First up we are checking out how the GTX 1050 Ti stacks up against the cheaper RX 460 4GB. In terms of performance it is pretty much a landslide. The only game to favor the 460 was Rainbow Six Siege by a small margin which performance was also close in Mankind Divided and Doom using Vulkan.

However overall the 1050 Ti was on average 29% faster and this figure was no doubt helped by massive wins in titles such as Quantum Break, Overwatch, Gears of War 4 and DiRT Rally. Given the small difference in price the 1050 Ti certainly looks like the smarter option here but we will get to that soon in the cost per frame analysis.

Okay so here the bars are all pretty much going the other way, that is to say for the most part the 1050 Ti was slower than the RX 470.. No surprises there. The 1050 Ti was on average 22% slower, findings it’s way out in front for just two titles, DiRT Rally and Grand Theft Auto V.

The 1050 Ti was crushed in all the usual suspects though we can now add Titanfall 2 and Call of Duty Infinite Warfare to the list.

Before we jump to the cost per frame figures let’s just take a quick look at efficiency by comparing power consumption against the average frame rates.

Efficiency has been where many of these GPU battle’s has been won and lost over the past few years. As you can see on average the RX 470 was 29% faster than the GTX 1050 Ti, however that extra performance came at a cost. Entire system consumption increased by over 70% from 118 watts to a much more hungry 202 watts. Worse still the RX 460 was 23% slower on average by pushed system consumption 27% higher.

These figures won’t be hugely impactful for everyone. If you have a standard desktop rig with a 350 watt or greater power supply, aren’t worried about a little extra heat but do care about absolute performance then the RX 470 still represents exceptional value. However if operating temps, volume and overall consumption are things you very much care about, then the 1050 Ti might be the more desirable option.

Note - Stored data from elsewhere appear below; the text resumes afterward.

PR #350, opened 2015-04-13
CDK-982: Modified DatasetDescriptor updates to be atomic using FS renami...

mkwhitacre:
...ng.

### DIFF
--- a/kite-data/kite-data-core/src/main/java/org/kitesdk/data/spi/filesystem/FileSystemMetadataProvider.java
+++ b/kite-data/kite-data-core/src/main/java/org/kitesdk/data/spi/filesystem/FileSystemMetadataProvider.java
@@ -516,16 +516,17 @@ public class FileSystemMetadataProvider extends AbstractMetadataProvider {
       properties.setProperty(property, descriptor.getProperty(property));
     }
 
+    final Path tempDescriptorPath = new Path(metadataLocation, DESCRIPTOR_FILE_NAME+"_tmp");
     final Path descriptorPath = new Path(metadataLocation, DESCRIPTOR_FILE_NAME);
     threw = true;
     try {
-      outputStream = fs.create(descriptorPath, true /* overwrite */ );
+      outputStream = fs.create(tempDescriptorPath, true /* overwrite */ );
       properties.store(outputStream, "Dataset descriptor for " + name);
       outputStream.flush();
       threw = false;
     } catch (IOException e) {
       throw new DatasetIOException(
-          "Unable to save descriptor file: " + descriptorPath +
+          "Unable to save descriptor file: " + tempDescriptorPath +
           " for dataset: " + name, e);
     } finally {
       try {
@@ -534,6 +535,16 @@ public class FileSystemMetadataProvider extends AbstractMetadataProvider {
         throw new DatasetIOException("Cannot close", e);
       }
     }
+
+    //rename the file into its final location so that changes appear atomic
+      try {
+          fs.rename(tempDescriptorPath, descriptorPath);
+      } catch (IOException e) {
+          throw new DatasetIOException(
+                  "Unable to finalize descriptor file update to: " + descriptorPath +
+                          " for dataset: " + name, e);
+      }
+
   }
 
   /**


kite-data/kite-data-core/src/main/java/org/kitesdk/data/spi/filesystem/FileSystemMetadataProvider.java
```diff
@@ -534,6 +535,16 @@ static void writeDescriptor(
         throw new DatasetIOException("Cannot close", e);
       }
     }
+
+    //rename the file into its final location so that changes appear atomic
+      try {
+          fs.rename(tempDescriptorPath, descriptorPath);
```
ben-roling: Filesystem.rename() is a somewhat awkward API that has a boolean return value.  It doesn't work the way you might expect.  Interestingly the JavaDoc doesn't say anything about when it might return false but I don't think it will do the overwrite.  I believe what you need to do an atomic rename with overwrite is FileContext.rename(src, dest, Options.Rename.OVERWRITE).

mkwhitacre:
Thanks @ben-roling for the feedback.  Also looking through the SchemaManager class seems like it would be good to make a similar change there to make sure partially written files don't affect running code.

kite-data/kite-data-core/src/main/java/org/kitesdk/data/spi/filesystem/FileSystemMetadataProvider.java
```diff
@@ -516,16 +516,17 @@ static void writeDescriptor(
       properties.setProperty(property, descriptor.getProperty(property));
     }
 
+    final Path tempDescriptorPath = new Path(metadataLocation, DESCRIPTOR_FILE_NAME+"_tmp");
```
rdblue: The convention used elsewhere is to make this a dot file so it is hidden.

kite-data/kite-data-core/src/main/java/org/kitesdk/data/spi/filesystem/FileSystemMetadataProvider.java
```diff
@@ -534,6 +535,16 @@ static void writeDescriptor(
         throw new DatasetIOException("Cannot close", e);
       }
     }
+
+    //rename the file into its final location so that changes appear atomic
+      try {
```
rdblue: Nit: the formatting in this section is off. Formatting should use 2 spaces for an indent. (I know this is tedious, but it really helps with maintenance later.)

kite-data/kite-data-core/src/main/java/org/kitesdk/data/spi/filesystem/FileSystemMetadataProvider.java
bbrownz: @ben-roling and I were chatting about this this morning. FileContext would do the rename you're expecting but wouldn't pass on the hadoop-1 profile. We're seeing that issue over on another PR now https://github.com/kite-sdk/kite/pull/348#discussion_r28332266

rdblue:
This looks like a good addition to me, but I'm not sure what guarantees we need to make for Schemas. Currently, the last schema in the schemas folder is considered current, and we keep a copy of it in `.metadata/schema.avsc`. Should a reference to the current schema be part of the descriptor so that a schema update is atomic as well?

Otherwise, I think we might be open to cases where a new schema is in the repository that isn't compatible with the partition strategy in the file. Maybe this isn't something we should worry about though.

kite-data/kite-data-core/src/main/java/org/kitesdk/data/spi/filesystem/FileSystemMetadataProvider.java
mkwhitacre: It's less than ideal but could use the deprecated rename method that takes an Option right?[1]

[1] - https://hadoop.apache.org/docs/current/api/org/apache/hadoop/fs/FileSystem.html#rename(org.apache.hadoop.fs.Path, org.apache.hadoop.fs.Path, org.apache.hadoop.fs.Options.Rename...)

ben-roling: Yeah, the only option I could see would potentially be going directly to the DFSClient API to call DFSClient.rename(src, dst, options).  I'm not sure what the implications of doing that would be though.  Certainly doesn't seem ideal.

mkwhitacre:
```
This looks like a good addition to me, but I'm not sure what guarantees we need to make for Schemas. Currently, the last schema in the schemas folder is considered current, and we keep a copy of it in .metadata/schema.avsc
```

So the code actually does the write twice, first in the .metadata/schema.avsc and then again in the schemas/ folder.  So this actually raises the problem where the .metadata/schema.avsc could be updated but the historical schema is not written so you lose that for schema compatibility checking.  

While retconning the compatibility with hadoop-1 how far back in Kite versions are you compatible?  The change I was thinking was excluding/dropping the .metadata/schema.avsc completely.  Then when writing always write out the file to be .metadata/schemas/.temp#.avsc and then rename once completed.  Then the load only looks for the newest schema.  If an update to the schema succeeds but descriptor fails since you know it is compatible it shouldn't affect anything.  It would just be a schema for data that could exist.

rdblue:
> The change I was thinking was excluding/dropping the .metadata/schema.avsc completely

I think we need to keep this for compatibility, but it wouldn't carry atomicity guarantees. In other words, lets ignore it in terms of this discussion. I think we can just be concerned about the schemas directory and the previous metadata conventions just continue to be not atomic.

kite-data/kite-data-core/src/main/java/org/kitesdk/data/spi/filesystem/FileSystemMetadataProvider.java
mkwhitacre: Another wrinkle in the FileContext route is that it even if hadoop-1 is dropped it doesn't look like webhdfs is supported..

When you switch to using it you get an an error building the project with a message like:

```
org.apache.hadoop.fs.UnsupportedFileSystemException: No AbstractFileSystem for scheme: webhdfs
	at org.apache.hadoop.fs.AbstractFileSystem.createFileSystem(AbstractFileSystem.java:152)
	at org.apache.hadoop.fs.AbstractFileSystem.get(AbstractFileSystem.java:240)
	at org.apache.hadoop.fs.FileContext$2.run(FileContext.java:332)
	at org.apache.hadoop.fs.FileContext$2.run(FileContext.java:329)
	at java.security.AccessController.doPrivileged(Native Method)
	at javax.security.auth.Subject.doAs(Subject.java:415)
	at org.apache.hadoop.security.UserGroupInformation.doAs(UserGroupInformation.java:1548)
	at org.apache.hadoop.fs.FileContext.getAbstractFileSystem(FileContext.java:329)
	at org.apache.hadoop.fs.FileContext.getFileContext(FileContext.java:443)
	at org.apache.hadoop.fs.FileContext.getFileContext(FileContext.java:423)
	at org.kitesdk.data.spi.filesystem.FileSystemMetadataProvider.writeDescriptor(FileSystemMetadataProvider.java:543)
```

rdblue: Using the FileContext API, is the rename call still atomic, or does it result in a delete and a rename in the FileSystem API?

ben-roling: Using FileContext the rename w/ overwrite is atomic for HDFS.  It is a bit confusing to trace through the code as there is a call to AbstractFileSystem.rename() which has a non-atomic default implementation.  For HDFS this is overridden in org.apache.hadoop.fs.Hdfs, which contains an atomic implementation.

noslowerdna:
Also note that using FileContext would break S3A filesystem support (until [HADOOP-11262](https://issues.apache.org/jira/browse/HADOOP-11262))

PR #644, opened 2021-05-25
WIP: Preview help pages

ManuelHentschel:
Resolve #637 

**What problem did you solve?**
Adds support to preview the .Rd files in the ./man directory of the current project.

**How to check this pull request?**
This is WIP, currently the regular help viewer is replaced by this preview functionality.
To check, open a folder containing an R package and click "Open Help Topic using `?`" in the R: Help Pages view.

Note: this PR is based on https://github.com/Ikuyadeu/vscode-R/pull/641, hence the large diff.

Issue #637, opened 2021-05-08
Preview .Rd


ElianHugh:
**Is your feature request related to a problem? Please describe.**

During package development, its sometimes nice to preview what the documentation of your package looks like. RStudio has a neat thing where you can open a .Rd file and preview what the help file would look like. 

**Describe the solution you'd like**

We could have a preview feature similar to RStudio. Just as Rmd files have a knit button, we could have a preview button for Rd files. 

**Describe alternatives you've considered**
The help viewer is the alternative, but it can't (I think?) access local files due to permission issues.

**Additional context**
The commands listed [here](https://stat.ethz.ch/R-manual/R-patched/library/tools/html/Rd2HTML.html) seem useful for this, particularly
- parse_rd
- Rd2HTML

ElianHugh:
Thanks for the reply @ManuelHentschel ! I'd be happy to look at this, but like you I wouldn't be able to get to it right away :)

Once I get around to it, I might shoot you a question or two if I get stuck!

PR #1259, opened 2022-11-15
Implement help preview for local package(s)

ManuelHentschel:
Addresses #637, replaces #644.

This PR implements a preview feature for the help pages based on .Rd files in the current directory:
- If a requested help-topic-path matches one of the present .Rd files, this file is converted to html and shown instead of the original help page
- The R side bar contains a new item which lists all of the help topics from local .Rd files
- If local files change, help previews are updated accordingly
- The setting "r.helpPanel.previewLocalPackages" controls which (sub)directories are checked for local packages. By default this is just the main workspace folder (`["."]`), but subdirectories can be specified. The feature can be disabled by setting this to `[]`.

image

image

Some possible future improvements are:
- ~Preview meta files (DESCRIPTION, Index)~
- Toggle between installed help/preview per page etc. (see https://github.com/REditorSupport/vscode-R/pull/1259#issuecomment-1324890174)
- Fix encoding issue on non-utf8 locales
- Performance improvements (?)

### DIFF
--- a/src/helpViewer/index.ts
+++ b/src/helpViewer/index.ts
@@ -14,12 +14,15 @@ import {
     DummyMemento,
     getRPathConfigEntry,
     escapeHtml,
+    makeWebviewCommandUriString,
+    uniqueEntries,
 } from '../util';
 import {HelpPanel} from './panel';
 import {HelpProvider, AliasProvider} from './helpProvider';
 import {HelpTreeWrapper} from './treeView';
 import {PackageManager} from './packages';
 import {isGuestSession, rGuestService} from '../liveShare';
+import { makePreviewerList, RHelpPreviewerOptions, RLocalHelpPreviewer } from './helpPreviewer';
 
 export type CodeClickAction = 'Ignore' | 'Copy' | 'Run';
 export interface CodeClickConfig {
@@ -79,6 +82,7 @@ export async function initializeHelp(
     try {
         rHelp = new RHelp(rHelpOptions);
     } catch (e) {
+        console.log('Error while launching R Help:', e);
         void vscode.window.showErrorMessage(`Help Panel not available`);
     }
 
@@ -145,13 +149,21 @@ export interface HelpFile {
     scrollY?: number
     // used to open the file in an external browser
     url?: string
+    // indicates that this is a preview generated from a .Rd file
+    isPreview?: boolean;
+    // the .Rd file that this is based on (if it is a preview)
+    rdPath?: string;
+    // if available, the .R file from which the documentation is generated
+    rPath?: string;
+    // if available, the directory of the previewed R package
+    packageDir?: string;
 }
 
 // Internal representation of an "Alias"
 export interface Alias {
-    // name of a help topic as presented to the user
+    // main name of a help topic 
     name: string
-    // name of a help topic as used by the help server
+    // one of possibly many aliases of the same help topic
     alias: string
     // name of the package the alias is from
     package: string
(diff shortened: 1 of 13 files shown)


src/helpViewer/index.ts
```diff
@@ -620,6 +703,28 @@ function pimpMyHelp(helpFile: HelpFile): HelpFile {
...
+            const rdUri = vscode.Uri.file(helpFile.rdPath);
+            const cmdUri = makeWebviewCommandUriString('vscode.open', rdUri);
+            rdInfo = `<a href="${cmdUri}" title="Open File">${localRdPath}</a>`;
+        } else{
+            rdInfo = `an .Rd file`;
+        }
+        if(helpFile.rPath){
+            const localRPath = vscode.workspace.asRelativePath(helpFile.rPath);
+            const rUri = vscode.Uri.file(helpFile.rPath);
+            const cmdUri = makeWebviewCommandUriString('vscode.open', rUri);
```
renkun-ken, line 720: The command uri here does not work for me.

When I click the hyperlink to the file, vscode cannot find the file:

image

ManuelHentschel: I added a check, that makes sure the linked file actually exists. Do you still get failing links with the latest commit?

renkun-ken: I tried with the same package (RMariaDB), and it works on macOS and Linux. But on Windows, it never works for me. The file does exists, but it seems vscode does not accept the uri as a valid one.

image

image

ManuelHentschel: The file path vscode is trying to open in the lower pane seems to be an absolute, linux-style path (`home/ken/Workspaces/RMariaDB/R/default.R`), which surprises me, since it should be a relative path, as in the top pane (`./R/default.R`).

Does the top of the corresponding Rd file say `% Please edit documentation in R/default.R` or is there a different path in there?

Do the path variables [here](https://github.com/REditorSupport/vscode-R/blob/06b13fb23c52cdacc4139b521b7a6823f18e7667/src/helpViewer/index.ts#L719-L722) point to the expected places (`helpFile.rPath`: absolute path of R file, `localRPath`: same file, but local w.r.t. workspace root, `rUri`: vscode.Uri of the same file)?

(I checked with a fresh clone of RMariaDB on windows and all links are working for me)

renkun-ken: Forgot to tell, It is in Remote WSL.

renkun-ken: I tried in Windows and everything works nicely. The problem only occurs in Remote WSL.

ManuelHentschel: The issue was apparently caused by the fact that the vscode-R extension runs on the remote machine (WSL) and webviews run on the UI machine (windows) and therefore the URI embedded in the help page was interpreted as a windows one. I added a custom command instead of the default open command, which should fix this.

renkun-ken: It works nicely on WSL now 👍

renkun-ken:
When I'm trying with RMariaDB, I wonder why `R/MariaDBResult.R`, `R/dbIsValid_MariaDBResult.R` do not have links to the files in the workspace in the following help page 

image

ManuelHentschel:
> When I'm trying with RMariaDB, I wonder why `R/MariaDBResult.R`, `R/dbIsValid_MariaDBResult.R` do not have links to the files in the workspace in the following help page
> 

I wasn't aware that there can be multiple R file references in a single .Rd file. Should be fixed with the last commit.

renkun-ken:
Thanks for the quick fix! Another one is following where the workspace folder appears for some reason?

image

ManuelHentschel:
> Thanks for the quick fix! Another one is following where the workspace folder appears for some reason?

Turns out there can even be line breaks in the list of related R files. Should work with the latest commit.

renkun-ken:
The original entries become the following

image

renkun-ken:
Also, "Open Help Topic using `?`" will have duplicate entries regarding the package under development:

image

ManuelHentschel:
I noticed that there is an issue with special characters if R's default encoding on the machine is not utf-8. If you know a simple way to e.g. set R's stdout to utf-8, please let me know.

renkun-ken (approved):
LGTM Thanks!

PR #1273, opened 2022-12-07
Make help preview async

ManuelHentschel:
Makes the generation of help page previews from .Rd files asynchronous to avoid blocking vscode, if the generation takes longer.

I don't know a reproducible example to illustrate this, but on slower machines this PR should eliminate one (possible) source of vscode delays.


renkun-ken (approved):
LGTM

PR #1278, opened 2022-12-17
Add the column name to the tooltip on data viewer

eitsupi:
# What problem did you solve?

Related to #1121
When a data frame with many columns is displayed in the data viewer, the column names may not be readable due to column width limitations.
Display the column name in the tooltip so that we can see the column name.

## (If you have)Screenshot

image

```r
n <- 1000
df <- data.frame(id = 1:n)
for (i in 1:100) {
  df[[paste0("loooooooooooooooooooooooong", i)]] <- rnorm(n)
}

View(df)
```

### DIFF
--- a/R/session/vsc.R
+++ b/R/session/vsc.R
@@ -326,7 +326,8 @@ if (show_view) {
   get_column_def <- function(name, field, value) {
     filter <- TRUE
     tooltip <- sprintf(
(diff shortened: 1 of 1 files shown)


renkun-ken (approved):
LGTM

eitsupi:
Thank you for merging!

PR #1286, opened 2023-01-03
Ability to set echo=TRUE in Run source by default

jakub-jedrusiak:
# What problem did you solve?

The only option to run source with `echo=TRUE` was to use `ctrl+shift+enter`. I've added an option to set `echo=TRUE` by default which is the default behaviour in RStudio and might be convenient for some users.

## Screenshot

image


renkun-ken (approved):
LGTM Thanks!

PR #1293, opened 2023-01-26
Add new command for load all with reset = FALSE

kummerer94:
# What problem did you solve?

When working with a large codebase in R, it is handy to use `devtools::load_all(reset = FALSE)`. It will be much faster and usually do just as good a job as the full `devtools::load_all()`.

I would like to have a similar way to run this as when I press `Ctrl + Shift + L`. However, when I want to add a key binding for this, I need a command.

So I tried to replicate the code that was used for adding the `devtools::load_all()` command (`r.loadAll`) and added a `r.loadAllCached` command.

I am happy to make any additional changes but I have to say that I know absolutely nothing about VS code extensions.

I am unsure if I added this command in the right way. I tried replicating what was done to add `r.loadAll` and hope I found the right places to add this.

### DIFF
--- a/package.json
+++ b/package.json
@@ -479,6 +479,11 @@
         "command": "r.loadAll"
       },
       {
+        "title": "Load All (reset = FALSE)",
+        "category": "R Package",
+        "command": "r.loadAllCached"
+      },
+      {
         "title": "Build",
         "category": "R Package",
         "command": "r.build"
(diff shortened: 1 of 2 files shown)


renkun-ken:
Thanks for submitting a PR!

It might be better done via adding a keyboard shortcuts on your side. Please take a look at the [Creating keybindings for R commands](https://github.com/REditorSupport/vscode-R/wiki/Keyboard-shortcuts#creating-keybindings-for-r-commands).

kummerer94:
Thank you, @renkun-ken, for this suggestion! I did not know that was an option.

What I want can thus be achieved like this:

```json
[
  {
    "key": "ctrl+l",
    "command": "r.runCommand",
    "args": "devtools::load_all(reset=FALSE)",
    "when": "editorTextFocus && editorLangId == 'r'"
  }
]
```

PR #1302, opened 2023-02-15
Fix broken tests

ElianHugh:
Setting `knitDir` moved to the constructor of the knit manager, preventing early access of the `config` function.


renkun-ken (approved):
Great fix!

Issue #990, opened 2022-02-13
Unit and integration tests


renkun-ken:
Currently, we only have very limited testing of the features of vscode-R.

We might need to put a demo R package and R script folder in the repo and run tests with opening the folder as a workspace folder and test at least the following features:

* Language server startup
* Session watcher
* R markdown commands

gowerc:
Just want to say that I think given the size of this project now that it would be valuable to add more tests mostly for the obvious reasons

- Tests act as proof that someones contribution is working as expected
- Tests prevent regressions and alert us to breakages in the package

That being said testing in vscode does not appear to be straight forward. One issue in particular seems to be that you [can't switch between workspaces](https://stackoverflow.com/a/69021044/4651564) (which I figured would be critical for us testing different setups/configurations).

Having said that it seems to be easy enough to launch the tests on a single specific directory though by editing the `launch.json` file to specify the target directory:
```
{
      "name": "Extension Tests",
      "type": "extensionHost",
      "request": "launch",
      "runtimeExecutable": "${execPath}",
      "args": [
        "${workspaceFolder}/test/sample-project",   // <--------------------------
        "--extensionDevelopmentPath=${workspaceFolder}",
        "--extensionTestsPath=${workspaceFolder}/out/test/suite/index"
      ],
      "outFiles": [
        "${workspaceFolder}/out/test/**/*.js"
      ],
      "preLaunchTask": "npm: pretest"
    }
```

Potentially one idea could be to have multiple test scripts each loading a separate directory and then placing conditions on test suites to only fire if a certain directory is active ?

Likewise I'm happy to help writing some of these tests as it will be a good opportunity to learn, that being said I will need some help / pointers as I've really been struggling to get my head around what is even possible with the vscode api sorry :(

ElianHugh:
unstale

renkun-ken:
Currently, the testing no longer works in all recent PRs (#1290, #1296) where test fails with [TypeError: util.config is not a function](https://github.com/REditorSupport/vscode-R/actions/runs/4151024838/jobs/7182063277#step:5:80). No clue how to resolve this. Tried for a while but nothing works.

ElianHugh:
just spitballing - is it possible that there's a namespace collision between `util.ts` and the node `util` module?

renkun-ken:
[...]

PR #1304, opened 2023-02-15
Basic unit test for RMD knitting

ElianHugh:
- Introduces unit testing for the background knitting of documents 
(Also this is an example of how we can use mocking/stubbing for testing)

Related to #990 

More tests can be added, I just thought I would get the ball rolling :)


ElianHugh:
not sure why this is failing in actions but not when I run locally

ElianHugh:
will revisit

Starting with the scatter plot we see that the GTX 1050 Ti and RX 470 are actually quite similar in terms of value, despite the GeForce GPU being over 20% slower. Meanwhile the RX 460 4GB looks to be pretty poor value while the 2GB version is roughly on par with the GTX 1050.

Moving to the bar graph which I am told many of you prefer, arranging the data by frame rate we see the RX 470 way out in from with the second lowest cost per frame.

Arranging the same graph by cost per frame we find the 1050 2GB provides the best bang for your buck as it just edged out the RX 470. Meanwhile the 1050 Ti was 6% more costly per frame when compared to the RX 470.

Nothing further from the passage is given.